L’Ordre prône également l’indépendance des pharmaciens responsables des industries de santé, « qui doivent pouvoir assurer leur devoir d’alerte en étant à l’abri des pressions ». Il propose pour cela de s’inspirer de certaines dispositions déjà en vigueur pour les correspondants "informatique et libertés", qui sont protégés des sanctions injustifiées de leurs employeurs.
Développer l’esprit critique des professionnels.
Les trois derniers axes de réflexion du CNOP tournent autour de la transparence dans la formation et l’information, et des liens d’intérêts. « Il ne faut pas jeter le public dans les bras du charlatanisme », met en garde Isabelle Adenot. « Pour cela, il faut gérer les problèmes de rapports d’influence, en particulier dans la formation des professionnels. »
L’Ordre plaide ainsi pour la publication des décrets d’application relatifs au développement professionnel continu (DPC) et propose d’autoriser le financement de formations par les laboratoires « uniquement sous réserve de non-exclusivité et de transparence ». Il souhaite également que la formation initiale et continue aborde les accidents et scandales sanitaires, afin de « développer l’esprit critique des professionnels de santé sur la santé publique ». Il réclame en outre une visite médicale « de qualité délivrant une juste information sur les produits de santé », et une distinction nette entre la publicité et l’information scientifique ou médicale.
Enfin, sur la question des liens d’intérêts, le CNOP veut que la transparence soit assurée par la publication de toutes les rémunérations, directes ou indirectes venant des laboratoires et par la création d’un formulaire normalisé de déclaration publique d’intérêt (DPI), avec une télédéclaration possible sur les sites des Ordres des professions de santé. Il plaide aussi pour une publication annuelle en ligne par les industriels des versements effectués auprès des associations et des experts.

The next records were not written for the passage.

PR #482, opened 2026-05-06
fix(vtxo): script-scoped repository methods across backends (Tier 2 of #480)

pietro909:
## Summary

- Adds optional `getVtxosForScript`, `saveVtxosForScript`, and `deleteVtxosForScript` methods to the `WalletRepository` interface (no breaking change — existing custom implementations continue to work via Tier 1 fallbacks).
- Implements the three methods in all SDK-provided backends: in-memory, IndexedDB, SQLite, and Realm.
- Adds `getVtxosForContract` / `saveVtxosForContract` dispatch helpers in `vtxoOwnership.ts`; migrates all contract-aware call sites in `ContractManager`, `ContractWatcher`, `contractPollProcessor`, `wallet-message-handler`, and `Wallet` to use them.
- IndexedDB dedup tiebreaker (`shouldReplaceVtxo`) guards `scriptFromArkAddress` decode failures so a row with an undecodable address is treated as non-canonical rather than crashing the entire script-scoped read.
- No schema changes, no migration required, no version bump.

Part of #480.

## Test plan

- [x] `pnpm lint && pnpm test:unit` passes
- [x] Conformance tests in `test/repositories/walletRepository.test.ts` cover all three new methods for InMemory and IndexedDB, including the duplicate-outpoint dedup case
- [x] SQLite script-scoped tests in `test/sqlite-wallet-repository.test.ts` pass

## Summary by CodeRabbit

* **Refactor**
  * Reorganized how virtual transaction outputs are managed internally to support script-based organization alongside address-based storage.

* **Tests**
  * Added comprehensive test coverage for script-scoped virtual output operations across repository implementations.

* **Chores**
  * Updated `.gitignore` to exclude debug artifacts.

### DIFF
--- a/.gitignore
+++ b/.gitignore
@@ -5,7 +5,10 @@ docs/
 .idea
 .claude/
 *.sqlite
+
+# Debug 
 *.har
+*.idb
 
 # AI
 TASKS.md
--- a/src/contracts/contractManager.ts
+++ b/src/contracts/contractManager.ts
@@ -25,6 +25,8 @@ import {
 } from "../utils/syncCursors";
 import {
     filterVtxosForScript,
+    getVtxosForContract,
+    saveVtxosForContract,
     warnAndFilterVtxosForScript,
 } from "./vtxoOwnership";
 
@@ -680,13 +682,27 @@ export class ContractManager implements IContractManager {
         const annotated = await this.annotateVtxos(owned);
         const byAddress = new Map<string, ExtendedVirtualCoin[]>();
         for (const vtxo of annotated) {
-            const address = scriptToContract.get(vtxo.script)!.address;
+            const contract = scriptToContract.get(vtxo.script);
+            if (!contract) continue;
+            const address = contract.address;
             const arr = byAddress.get(address) ?? [];
             arr.push(vtxo);
             byAddress.set(address, arr);
         }
         for (const [address, addressVtxos] of byAddress) {
-            await this.config.walletRepository.saveVtxos(address, addressVtxos);
+            const contract = contracts.find((c) => c.address === address);
+            if (contract) {
+                await saveVtxosForContract(
+                    this.config.walletRepository,
+                    contract,
+                    addressVtxos
+                );
+            } else {
+                await this.config.walletRepository.saveVtxos(
+                    address,
+                    addressVtxos
+                );
+            }
         }
     }
 
@@ -736,16 +752,16 @@ export class ContractManager implements IContractManager {
         contracts: Contract[]
     ): Promise<ContractVtxo[]> {
         const res = await Promise.all(
-            contracts.map(({ script, address }) =>
-                this.config.walletRepository.getVtxos(address).then((vtxos) =>
-                    // Address buckets may carry legacy duplicate rows from
-                    // other contracts that once shared the same address —
-                    // gate by script so the wrong-script row never wins.
-                    filterVtxosForScript(vtxos, script).map(
+            contracts.map((contract) =>
+                getVtxosForContract(
+                    this.config.walletRepository,
+                    contract
+                ).then((vtxos) =>
+                    vtxos.map(
                         (vtxo) =>
                             ({
                                 ...vtxo,
-                                contractScript: script,
+                                contractScript: contract.script,
                             }) as ContractVtxo
                     )
                 )
@@ -851,8 +867,9 @@ export class ContractManager implements IContractManager {
                 "ContractManager.reconcilePendingFrontier"
             );
             if (filtered.length === 0) continue;
-            await this.config.walletRepository.saveVtxos(
-                addr,
+            await saveVtxosForContract(
+                this.config.walletRepository,
+                contract,
                 filtered as ExtendedVirtualCoin[]
             );
         }
@@ -879,8 +896,9 @@ export class ContractManager implements IContractManager {
                     "ContractManager.fetchContractVxosFromIndexer"
                 );
                 if (filtered.length === 0) continue;
-                await this.config.walletRepository.saveVtxos(
-                    contract.address,
+                await saveVtxosForContract(
+                    this.config.walletRepository,
+                    contract,
                     filtered as ExtendedVirtualCoin[]
                 );
             }
--- a/src/contracts/contractWatcher.ts
+++ b/src/contracts/contractWatcher.ts
@@ -9,7 +9,7 @@ import {
     ContractEvent,
 } from "./types";
 import { isEventSourceError } from "../providers/utils";
-import { filterVtxosForScript } from "./vtxoOwnership";
+import { filterVtxosForScript, getVtxosForContract } from "./vtxoOwnership";
 
 /**
  * Configuration for the ContractWatcher.
@@ -185,11 +185,9 @@ export class ContractWatcher {
             // Apply the same script gate used by getContractVtxos so a legacy
             // wrong-script row in the address bucket can't seed the baseline
             // and then look "spent" on the first poll.
-            const cached = filterVtxosForScript(
-                await this.config.walletRepository.getVtxos(
-                    state.contract.address
-                ),
-                state.contract.script
+            const cached = await getVtxosForContract(
+                this.config.walletRepository,
+                state.contract
             );
             for (const vtxo of cached) {
                 if (vtxo.isSpent) continue;
@@ -291,10 +289,7 @@ export class ContractWatcher {
                 // Use contract address as cache key. Legacy address buckets
                 // can contain rows from other contracts; gate by script before
                 // converting so a wrong-script row never reaches the watcher.
-                const cached = filterVtxosForScript(
-                    await repo.getVtxos(state.contract.address),
-                    state.contract.script
-                );
+                const cached = await getVtxosForContract(repo, state.contract);
                 if (cached.length > 0) {
                     // Convert to ContractVtxo with contractScript
                     const contractVtxos: ContractVtxo[] = cached.map((v) => ({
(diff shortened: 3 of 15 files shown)


ghost (changes requested):
## Review: fix(vtxo): script-scoped repository methods across backends (Tier 2 of #480)

Overall architecture is sound. The tiered fallback design (optional methods + Tier 1 address-based filtering) is backwards-compatible and the dedup logic in IndexedDB is well-considered. A few issues to address:

---

### 🔴 Bug: Unused import (will fail lint)

**`src/repositories/indexedDB/walletRepository.ts:27`** — `vtxoOutpoint` is imported but never used in this file. The outpoint key is constructed inline as `` `${row.txid}:${row.vout}` `` instead. Either use the helper or remove the import.

```diff
-import { isVtxoForScript, vtxoOutpoint } from "../../contracts/vtxoOwnership";
+import { isVtxoForScript } from "../../contracts/vtxoOwnership";
```

---

### 🟡 Silent error swallowing in IndexedDB `getVtxosForScript`

**`src/repositories/indexedDB/walletRepository.ts:~240`** — The outer `catch` returns `[]` on DB failure. This is inconsistent with `deleteVtxosForScript` (which re-throws) and the existing `getVtxos` method. A silent empty result on a real IndexedDB failure could cause the wallet to think a contract has no VTXOs and trigger incorrect round behavior.

Suggest: either re-throw (consistent with delete) or at minimum propagate the error pattern used by the existing `getVtxos`.

---

### 🟡 `saveVtxosForContract` Tier 1 fallback lacks script validation

**`src/contracts/vtxoOwnership.ts:~95`** — When `repo.saveVtxosForScript` is absent, the fallback calls `repo.saveVtxos(contract.address, vtxos)` without any script-mismatch guard. I verified that *current* callers pre-validate, but this creates a subtle contract: future callers must remember to validate before calling the "safe" dispatch helper.

Consider adding a `filterVtxosForScript` or `validateVtxosForScript` guard in the fallback path so the helper is safe to call without preconditions. This is defense-in-depth for a protocol-critical path.

---

### 🟢 Minor: non-null assertion on `changeVtxo.script!`

**`src/wallet/wallet.ts:~2700`** — Safe in practice (script is always set at construction ~line 2650), but a brief comment documenting the invariant would prevent future confusion:

```ts
// script is always set at construction (hex.encode of pkScript)
{ script: changeVtxo.script!, address: primaryAddr },
```

---

### 🟢 Test coverage

Good coverage of the new methods across InMemory, IndexedDB, and SQLite. The dedup test for IndexedDB is appropriately backend-specific. The wallet.test.ts changes correctly reflect the new per-script save semantics.

---

### ⚠️ Protocol-critical flag

This PR modifies VTXO persistence paths (save, get, delete) which are protocol-critical infrastructure. **Requesting human review** per policy — even though the code logic is correct, changes to VTXO storage routing need a second pair of human eyes before merge.

---

**Verdict:** Two concrete fixes needed (unused import, inconsistent error handling), one defense-in-depth suggestion. After those, LGTM from a code perspective — but human sign-off required for protocol-critical merge.

ghost (changes requested):
## Review: fix(vtxo): script-scoped repository methods across backends (Tier 2 of #480)

Overall architecture is sound. The tiered fallback design (optional methods + Tier 1 address-based filtering) is backwards-compatible and the dedup logic in IndexedDB is well-considered. A few issues to address:

---

### 🔴 Bug: Unused import (will fail lint)

**`src/repositories/indexedDB/walletRepository.ts:27`** — `vtxoOutpoint` is imported but never used in this file. The outpoint key is constructed inline as `` `${row.txid}:${row.vout}` `` instead. Either use the helper or remove the import.

```diff
-import { isVtxoForScript, vtxoOutpoint } from "../../contracts/vtxoOwnership";
+import { isVtxoForScript } from "../../contracts/vtxoOwnership";
```

---

### 🟡 Silent error swallowing in IndexedDB `getVtxosForScript`

**`src/repositories/indexedDB/walletRepository.ts:~240`** — The outer `catch` returns `[]` on DB failure. This is inconsistent with `deleteVtxosForScript` (which re-throws) and the existing `getVtxos` method. A silent empty result on a real IndexedDB failure could cause the wallet to think a contract has no VTXOs and trigger incorrect round behavior.

Suggest: either re-throw (consistent with delete) or at minimum propagate the error pattern used by the existing `getVtxos`.

---

### 🟡 `saveVtxosForContract` Tier 1 fallback lacks script validation

**`src/contracts/vtxoOwnership.ts:~95`** — When `repo.saveVtxosForScript` is absent, the fallback calls `repo.saveVtxos(contract.address, vtxos)` without any script-mismatch guard. I verified that *current* callers pre-validate, but this creates a subtle contract: future callers must remember to validate before calling the "safe" dispatch helper.

Consider adding a `filterVtxosForScript` or `validateVtxosForScript` guard in the fallback path so the helper is safe to call without preconditions. This is defense-in-depth for a protocol-critical path.

---

### 🟢 Minor: non-null assertion on `changeVtxo.script!`

**`src/wallet/wallet.ts:~2700`** — Safe in practice (script is always set at construction ~line 2650), but a brief comment documenting the invariant would prevent future confusion:

```ts
// script is always set at construction (hex.encode of pkScript)
{ script: changeVtxo.script!, address: primaryAddr },
```

---

### 🟢 Test coverage

Good coverage of the new methods across InMemory, IndexedDB, and SQLite. The dedup test for IndexedDB is appropriately backend-specific. The wallet.test.ts changes correctly reflect the new per-script save semantics.

---

### ⚠️ Protocol-critical flag

This PR modifies VTXO persistence paths (save, get, delete) which are protocol-critical infrastructure. **Requesting human review** per policy — even though the code logic is correct, changes to VTXO storage routing need a second pair of human eyes before merge.

---

**Verdict:** Two concrete fixes needed (unused import, inconsistent error handling), one defense-in-depth suggestion. After those, LGTM from a code perspective — but human sign-off required for protocol-critical merge.

ghost (changes requested):
## Re-review after `a479564f` (remove unused import)

✅ **Fixed:** Unused `vtxoOutpoint` import removed — thanks.

❌ **Still open from previous review:**

### 🟡 Silent error swallowing in IndexedDB `getVtxosForScript`

**`src/repositories/indexedDB/walletRepository.ts:238-241`** — `getVtxosForScript` still catches DB errors and returns `[]`. `deleteVtxosForScript` (line 281-284) re-throws. This inconsistency is dangerous: callers cannot distinguish "no VTXOs" from "DB failure", which can cause the wallet to act on stale/missing state during a round.

Either re-throw (consistent with `deleteVtxosForScript`) or propagate the error pattern from the existing `getVtxos` method.

### 🟡 `saveVtxosForContract` Tier 1 fallback still lacks script validation

**`src/contracts/vtxoOwnership.ts:104`** — Fallback path calls `repo.saveVtxos(contract.address, vtxos)` without filtering. The read side (`getVtxosForContract`, line 88-90) applies `filterVtxosForScript`, but the write side doesn't. This asymmetry means wrong-script rows can accumulate in address-keyed storage. A `filterVtxosForScript` guard before the fallback `saveVtxos` call would close this gap.

---

⚠️ **Protocol-critical flag** remains: VTXO persistence changes require human sign-off before merge.

ghost (changes requested):
## Re-review after `3aae0155` (re-throw DB errors in getVtxosForScript)

✅ **Fixed:** `src/repositories/indexedDB/walletRepository.ts:238` — `getVtxosForScript` now re-throws on DB failure instead of silently returning `[]`. Good.

❌ **Still open:**

### 🟡 `saveVtxosForContract` Tier 1 fallback lacks script validation

**`src/contracts/vtxoOwnership.ts:101`** — The fallback path still calls `repo.saveVtxos(contract.address, vtxos)` without a script-mismatch guard. Every Tier 2 `saveVtxosForScript` implementation validates script before writing. But when a custom backend lacks `saveVtxosForScript`, the fallback silently accepts wrong-script VTXOs into the address bucket.

One line fixes it:

```diff
-        : repo.saveVtxos(contract.address, vtxos);
+        : repo.saveVtxos(contract.address, filterVtxosForScript(vtxos, contract.script));
```

Or use `validateVtxosForScript` to throw instead of silently dropping (matches the Tier 2 behavior):

```diff
-        : repo.saveVtxos(contract.address, vtxos);
+        : (validateVtxosForScript(vtxos, contract.script, "saveVtxosForContract"), repo.saveVtxos(contract.address, vtxos));
```

This is defense-in-depth for a protocol-critical write path. Current callers pre-validate, but the dispatch helper should be safe to call without preconditions.

---

⚠️ **Protocol-critical flag** remains: VTXO persistence changes require human sign-off before merge.

ghost (approved):
## Re-review after `07d24de5` (validate scripts in saveVtxosForContract fallback)

All three previous findings are now resolved:

1. ✅ Unused `vtxoOutpoint` import removed (`a479564f`)
2. ✅ `getVtxosForScript` re-throws DB errors instead of returning `[]` (`3aae0155`)
3. ✅ `saveVtxosForContract` Tier 1 fallback now calls `validateVtxosForScript` before writing (`07d24de5`) — defense-in-depth on the protocol-critical write path, matching Tier 2 behavior.

Code is clean. The tiered dispatch design is backwards-compatible, dedup logic is correct, and test coverage is solid across all four backends.

**Approving from my side**, but ⚠️ **protocol-critical flag remains**: this PR modifies VTXO persistence (read/write/delete paths). **Human sign-off required before merge.**

pietro909:
| With this PR | Current master |
|--------------------|-------------------------|
| PR |master |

Au total, la contribution de l’Ordre regroupe 26 propositions, réunies autour de sept thèmes principaux. « Les Assises du médicament entrent complètement dans les missions de l’Ordre, qui tournent autour de la protection du public », insiste Isabelle Adenot. Sa volonté : « restaurer la confiance des patients dans les médicaments et dans les professionnels de santé ».